Ismaël Koudou

Personal information
- Date of birth: 27 September 1975 (age 50)
- Place of birth: Ouagadougou, Upper Volta
- Height: 1.82 m (6 ft 0 in)
- Position: Forward

Youth career
- 1993–1995: ASFA Yennega

Senior career*
- Years: Team / Apps / (Gls)
- 1995–2009: ASFA Yennega / 58 / (30)
- 2002–2004: → WA Tlemcen (loan) / 35 / (7)
- 2005: → Khaitan (loan) / 24 / (10)
- 2007–2008: → Al Jahra (loan)

International career
- 1997–2001: Burkina Faso / 35 / (0)

= Ismaël Koudou =

Burkinabe footballer

Ismaël Koudou (born 27 September 1975) is a Burkinabé former professional footballer who played as a forward.

==Club career==
Koudou began his career with ASFA Yennega.

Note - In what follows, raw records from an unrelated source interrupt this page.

PR #6114, opened 2025-09-04
Fix tests for Hello Dolly

swissspidy:
Hello Dolly was moved from a single file to a directory in WordPress 6.9. Trying to make the tests more robust by replacing it with our own sample plugin.

No idea why some other tests are failing though, see for example https://github.com/wp-cli/wp-cli/actions/runs/17459015237/job/49579164998#step:11:138

Those are best handled in a separate PR.

### DIFF
--- a/features/skip-plugins.feature
+++ b/features/skip-plugins.feature
@@ -2,9 +2,10 @@ Feature: Skipping plugins
 
   Scenario: Skipping plugins via global flag
     Given a WP installation
-    And I run `wp plugin activate hello akismet`
+    And I run `wp plugin install https://github.com/wp-cli/sample-plugin/archive/refs/heads/master.zip`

He joined WA Tlemcen on loan in summer 2002. In the Algerian Championnat National he played 55 games scoring, seven goals before returning to his homeclub ASFA Yennega in 2004. After a half year, he was again loaned out to Kuwaiti Division One club Khaitan but returned to ASFA Yennega in January 2006. After his return he played one year with the club and then signed for a second time in Kuwait for Al-Jahra in June 2007.

==International career==
Koudou was part of the Burkina Faso national team's squad at the 1998 African Nations Cup in his home country, as well as the national squad that participated in the 2000 African Cup of Nations held in Nigeria and Ghana.